Be straightforward in your description and try to limit your subject matter. Haiku are nearly always better when they don’t have too many ideas or images. So make your focus the season word and try to stay close to that.

REMEMBER: To qualify for the challenge, your haiku must be written in 5-7-5 syllables and include the word “frost.”


When Tranströmer’s haiku were translated into Japanese following his Nobel Prize in Literature in 2011, his publisher Oda Kyuro noted: “Many of the old school will reject his unexpected metaphors, since metaphor is banned in [Japanese] haiku. But it is specifically the use of metaphor that is Tranströmer’s strength!” Tranströmer’s haiku belong more to the tradition of modern poetry than they do to classical haiku, Oda explained, insisting that this makes them useful models for Japanese poets working in the form today.

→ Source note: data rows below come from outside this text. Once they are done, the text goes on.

PR #1422, opened 2022-12-29
Example SystemD service file

### LINKED ISSUE #1420: Linux install needs to auto add a systemD unit and be preferred over docker
**Is your feature request related to a problem? Please describe.**
Yes. The docker install doesnt like hot process reloads, and makes everything more of a pain in the ass than is reasonably required. TGS runs better baremetal, dont kid yourself.

**Describe the solution you'd like**
- Remove docker as the recommendation and add it as an unsupported alternative
- Make the TGS installed automatically install a systemD unit for TGS (theres probably a lib for this, or just manually make a file in `/etc/systemd/system/`)

**Describe alternatives you've considered**
Include a `.service` template in the distribution files that people can modify to their needs

**Additional context**
image

ZephyrTFA:
Closes #1420

### DIFF
--- a/README.md
+++ b/README.md
@@ -37,7 +37,8 @@ If using the console version, run ./tgs.bat in the root of the installation dire
 
 #### Linux (Native)
 
-It is recommended to run TGS using a systemd script. An example script is provided in the base directory, and assumes that TGS is installed under /opt/tgs
+An example systemd script is provided in the base directory, which assumes that TGS is installed under `/opt/tgs`
+If you are experiencing issues using systemd to host TGS and have confirmed all requisites are installed, consider using the docker setup seen below.
 
 The following dependencies are required to run tgstation-server on Linux alongside the .NET Core runtime
 
--- a/src/Tgstation.Server.Host.Console/tgs.service
+++ b/src/Tgstation.Server.Host.Console/tgs.service
@@ -1,5 +1,5 @@
 [Unit]
-Description=TGS Server
+Description=tgstation-server
 After=network.target
 
 [Service]
--- a/src/Tgstation.Server.Host.Console/tgs.service
+++ b/src/Tgstation.Server.Host.Console/tgs.service
@@ -1,6 +1,7 @@
 [Unit]
 Description=tgstation-server
 After=network.target
+After=mariadb.target
 
 [Service]
 ExecStart=bash /opt/tgs/tgs.sh
--- a/src/Tgstation.Server.Host.Console/tgs.service
+++ b/src/Tgstation.Server.Host.Console/tgs.service
@@ -4,7 +4,7 @@ After=network.target
 After=mariadb.target
 
 [Service]
-ExecStart=bash /opt/tgs/tgs.sh
+ExecStart=/bin/bash /opt/tgs/tgs.sh
 Restart=Always
 
 [Install]
--- a/src/Tgstation.Server.Host.Console/tgs.service
+++ b/src/Tgstation.Server.Host.Console/tgs.service
@@ -1,0 +1,10 @@
+[Unit]
+Description=TGS Server
+After=network.target
+
+[Service]
+ExecStart=bash /opt/tgs/tgs.sh
+Restart=Always
+
+[Install]
+WantedBy=multi-user.target


src/Tgstation.Server.Host.Console/tgs.service
```diff
@@ -0,0 +1,10 @@
+[Unit]
+Description=TGS Server
```
Cyberboss, line 2:
```suggestion
Description=tgstation-server
```

README.md
```diff
@@ -37,7 +37,7 @@ If using the console version, run ./tgs.bat in the root of the installation dire
 
 #### Linux (Native)
 
-We recommend using Docker for Linux installations, see below. The content of this parent section may be skipped if you choose to do so.
+It is recommended to run TGS using a systemd script. An example script is provided in the base directory, and assumes that TGS is installed under /opt/tgs
```
Cyberboss, line 40: I still can't recommend this because it can cause unforseen issues that are already accounted for in the Docker version

Cyberboss (changes requested):

README.md
ZephyrTFA:
```suggestion
An example systemd script is provided in the base directory, which assumes that TGS is installed under `/opt/tgs`
If you are experiencing issues using systemd to host TGS and have confirmed all requisites are installed, consider using the docker setup seen below.
```

README.md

The suggestion that Japanese haiku might need to be brought up to speed on modern poetry will doubtless shock some purists. But haiku is an international art form now, and if poets want their haiku to be taken seriously (in any language) they will have to meet the demands of the times. It is no longer enough just to produce pleasant nature sketches. A haiku has to mean something.

In his foreword to The Great Enigma, the most comprehensive collection of Tranströmer’s poetry in English, the translator Robin Fulton wrote: “Whether a Japanese haiku master would feel on common ground with the mentality behind these Swedish examples of the form, I have no idea. I prefer to regard them simply as a set of syllabic poems (whose syllabic count I have matched) with an ability to surprise and puzzle that far exceeds what we might expect from their miniature dimensions.” Which is another way of saying that Tranströmer’s haiku, although they break with tradition in many ways, nevertheless fulfill the most fundamental requirement of the form: to produce a 17-syllable poem with MORE than 17 syllables of meaning.

The bulk of Tranströmer’s poetry is written in free verse, but his haiku follow a 5-7-5 syllable pattern in Swedish. He experimented with haiku in the 1950s, becoming more devoted to the form after his stroke in 1990. His wife Monika Bladh has said that Tranströmer found a sense of freedom writing in such a strict syllabic form. “Working within [such] restrictions can function as a sort of game.”

Despite their serious subject matter, Tranströmer’s haiku display the sense of poetic play that is the enduring hallmark of the genre. The following haiku suggest the range of his work in the form.

The presence of God.
In the tunnel of birdsong
A locked seal opens.

Death bends over me—
I’m a chess problem, and he
has the solution.

The darkening leaves
in autumn are as precious
as the Dead Sea Scrolls.

A wind vast and slow
from the ocean’s library.
Here’s where I can rest.

–Translations by Robin Fulton

A note on frost: In Haiku World, William J. Higginson writes: “Frost is winter’s dew… Ground frost—also called hoarfrost or white frost—forms on cold, clear nights when heat quickly leaves the ground, making it colder than the surrounding air (and below freezing).” Although frost appears in most regions from mid-November through mid-March, it is most common in winter, for which reason the word is identified with that season.